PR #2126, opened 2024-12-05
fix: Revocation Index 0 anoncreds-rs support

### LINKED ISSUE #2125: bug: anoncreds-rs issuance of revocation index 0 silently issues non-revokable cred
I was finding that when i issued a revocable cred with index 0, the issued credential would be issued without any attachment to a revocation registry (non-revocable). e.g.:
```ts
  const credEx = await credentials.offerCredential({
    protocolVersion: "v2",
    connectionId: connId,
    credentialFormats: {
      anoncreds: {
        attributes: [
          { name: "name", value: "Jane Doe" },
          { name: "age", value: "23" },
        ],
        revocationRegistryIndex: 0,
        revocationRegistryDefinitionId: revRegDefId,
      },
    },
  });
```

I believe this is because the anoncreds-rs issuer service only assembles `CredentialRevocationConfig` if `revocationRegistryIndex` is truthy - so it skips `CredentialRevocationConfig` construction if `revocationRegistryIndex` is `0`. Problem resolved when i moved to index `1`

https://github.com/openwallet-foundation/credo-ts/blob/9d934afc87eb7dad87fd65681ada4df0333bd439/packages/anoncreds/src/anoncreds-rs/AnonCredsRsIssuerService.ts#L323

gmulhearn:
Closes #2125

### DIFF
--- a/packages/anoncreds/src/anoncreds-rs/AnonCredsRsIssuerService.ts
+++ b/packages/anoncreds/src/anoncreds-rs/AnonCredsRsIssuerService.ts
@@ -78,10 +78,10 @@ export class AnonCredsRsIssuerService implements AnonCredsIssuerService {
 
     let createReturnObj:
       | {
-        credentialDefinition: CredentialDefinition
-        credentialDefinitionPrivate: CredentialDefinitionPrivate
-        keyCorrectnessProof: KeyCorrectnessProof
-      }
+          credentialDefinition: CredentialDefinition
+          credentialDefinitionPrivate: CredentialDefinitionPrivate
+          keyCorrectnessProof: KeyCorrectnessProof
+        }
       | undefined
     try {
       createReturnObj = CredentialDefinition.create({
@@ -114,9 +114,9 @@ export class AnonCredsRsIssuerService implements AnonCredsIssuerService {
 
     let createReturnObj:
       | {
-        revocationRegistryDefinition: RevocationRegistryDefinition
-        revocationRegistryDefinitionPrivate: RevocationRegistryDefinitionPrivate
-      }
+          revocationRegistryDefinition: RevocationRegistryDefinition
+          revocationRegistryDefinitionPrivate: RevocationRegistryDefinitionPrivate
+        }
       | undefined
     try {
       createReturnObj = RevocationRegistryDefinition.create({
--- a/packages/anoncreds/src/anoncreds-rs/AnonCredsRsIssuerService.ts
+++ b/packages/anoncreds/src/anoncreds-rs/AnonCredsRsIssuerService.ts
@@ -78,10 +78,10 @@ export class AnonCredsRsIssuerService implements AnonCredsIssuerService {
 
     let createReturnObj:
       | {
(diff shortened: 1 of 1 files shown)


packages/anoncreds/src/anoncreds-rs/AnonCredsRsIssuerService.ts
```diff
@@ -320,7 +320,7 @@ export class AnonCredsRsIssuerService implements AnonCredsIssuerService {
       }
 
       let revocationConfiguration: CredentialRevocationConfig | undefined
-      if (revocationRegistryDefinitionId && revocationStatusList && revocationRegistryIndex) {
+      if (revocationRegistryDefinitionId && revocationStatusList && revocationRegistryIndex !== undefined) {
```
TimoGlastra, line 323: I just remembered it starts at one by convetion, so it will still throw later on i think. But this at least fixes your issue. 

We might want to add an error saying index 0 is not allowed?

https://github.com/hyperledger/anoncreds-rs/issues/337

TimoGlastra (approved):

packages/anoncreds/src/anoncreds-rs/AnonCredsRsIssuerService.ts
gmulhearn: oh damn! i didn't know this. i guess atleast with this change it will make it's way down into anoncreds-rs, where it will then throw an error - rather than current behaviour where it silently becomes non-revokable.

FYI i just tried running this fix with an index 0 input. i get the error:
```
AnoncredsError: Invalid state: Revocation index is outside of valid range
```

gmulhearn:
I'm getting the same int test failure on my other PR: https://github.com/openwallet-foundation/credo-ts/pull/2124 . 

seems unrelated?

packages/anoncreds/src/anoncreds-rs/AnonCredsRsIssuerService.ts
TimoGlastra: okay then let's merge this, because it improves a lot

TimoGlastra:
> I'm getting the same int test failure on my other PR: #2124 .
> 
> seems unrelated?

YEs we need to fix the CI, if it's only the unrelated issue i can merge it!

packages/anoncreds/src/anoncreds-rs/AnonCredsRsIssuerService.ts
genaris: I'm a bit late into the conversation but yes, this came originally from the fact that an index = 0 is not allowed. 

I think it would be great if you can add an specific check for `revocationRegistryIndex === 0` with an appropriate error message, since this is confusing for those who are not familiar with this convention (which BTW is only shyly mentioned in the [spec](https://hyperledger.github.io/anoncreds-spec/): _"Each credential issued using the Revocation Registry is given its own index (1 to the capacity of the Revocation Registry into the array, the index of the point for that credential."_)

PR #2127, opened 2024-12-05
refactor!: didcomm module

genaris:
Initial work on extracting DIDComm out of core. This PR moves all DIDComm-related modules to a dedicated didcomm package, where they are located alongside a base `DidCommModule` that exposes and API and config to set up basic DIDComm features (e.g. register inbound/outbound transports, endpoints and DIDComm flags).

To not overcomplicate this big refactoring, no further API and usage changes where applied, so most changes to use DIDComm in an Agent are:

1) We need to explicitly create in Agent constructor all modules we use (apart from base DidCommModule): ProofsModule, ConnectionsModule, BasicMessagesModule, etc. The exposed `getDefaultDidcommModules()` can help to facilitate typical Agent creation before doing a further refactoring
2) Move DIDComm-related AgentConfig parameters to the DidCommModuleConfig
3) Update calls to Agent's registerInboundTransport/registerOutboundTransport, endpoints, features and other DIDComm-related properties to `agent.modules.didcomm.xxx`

==

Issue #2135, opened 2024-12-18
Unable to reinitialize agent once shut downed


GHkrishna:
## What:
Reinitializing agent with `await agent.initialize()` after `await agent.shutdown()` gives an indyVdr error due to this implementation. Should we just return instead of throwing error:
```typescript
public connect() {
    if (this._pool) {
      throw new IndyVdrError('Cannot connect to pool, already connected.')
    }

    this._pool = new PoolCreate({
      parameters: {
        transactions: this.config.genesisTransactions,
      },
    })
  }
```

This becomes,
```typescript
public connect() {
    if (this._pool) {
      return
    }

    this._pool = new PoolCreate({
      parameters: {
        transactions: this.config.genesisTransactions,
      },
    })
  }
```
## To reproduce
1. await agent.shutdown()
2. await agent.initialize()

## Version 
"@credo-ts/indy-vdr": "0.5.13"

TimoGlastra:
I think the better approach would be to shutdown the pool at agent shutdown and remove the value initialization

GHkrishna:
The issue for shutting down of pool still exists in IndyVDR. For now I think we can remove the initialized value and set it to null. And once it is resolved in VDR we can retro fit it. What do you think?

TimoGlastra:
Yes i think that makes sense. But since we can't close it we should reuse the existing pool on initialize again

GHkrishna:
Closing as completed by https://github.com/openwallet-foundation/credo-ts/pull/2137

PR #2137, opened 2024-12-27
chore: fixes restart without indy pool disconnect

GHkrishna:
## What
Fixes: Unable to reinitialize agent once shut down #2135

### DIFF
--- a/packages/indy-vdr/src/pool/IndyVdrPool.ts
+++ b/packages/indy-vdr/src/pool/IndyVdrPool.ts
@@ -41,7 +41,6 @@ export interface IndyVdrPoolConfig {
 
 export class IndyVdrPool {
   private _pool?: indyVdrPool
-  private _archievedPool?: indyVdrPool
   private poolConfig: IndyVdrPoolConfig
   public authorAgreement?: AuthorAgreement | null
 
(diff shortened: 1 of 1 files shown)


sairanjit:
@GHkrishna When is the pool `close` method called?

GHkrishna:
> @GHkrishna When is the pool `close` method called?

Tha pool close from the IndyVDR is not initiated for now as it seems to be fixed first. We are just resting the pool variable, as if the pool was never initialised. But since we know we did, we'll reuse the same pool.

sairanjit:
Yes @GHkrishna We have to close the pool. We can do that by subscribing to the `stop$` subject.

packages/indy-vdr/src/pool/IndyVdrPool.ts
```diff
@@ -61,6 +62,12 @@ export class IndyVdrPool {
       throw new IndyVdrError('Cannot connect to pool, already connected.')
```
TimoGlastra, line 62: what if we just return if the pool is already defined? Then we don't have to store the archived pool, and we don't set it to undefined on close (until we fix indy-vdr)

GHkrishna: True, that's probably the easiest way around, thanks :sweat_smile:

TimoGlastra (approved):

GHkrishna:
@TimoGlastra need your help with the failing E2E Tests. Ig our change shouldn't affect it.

**THE PROBLEM:**
After locating the line with "Initial work on" in the material above, return it and each line after it exactly, ending at the line with "To not overcomplicate".

**FINAL ANSWER:**
Initial work on extracting DIDComm out of core. This PR moves all DIDComm-related modules to a dedicated didcomm package, where they are located alongside a base `DidCommModule` that exposes and API and config to set up basic DIDComm features (e.g. register inbound/outbound transports, endpoints and DIDComm flags).

To not overcomplicate this big refactoring, no further API and usage changes where applied, so most changes to use DIDComm in an Agent are:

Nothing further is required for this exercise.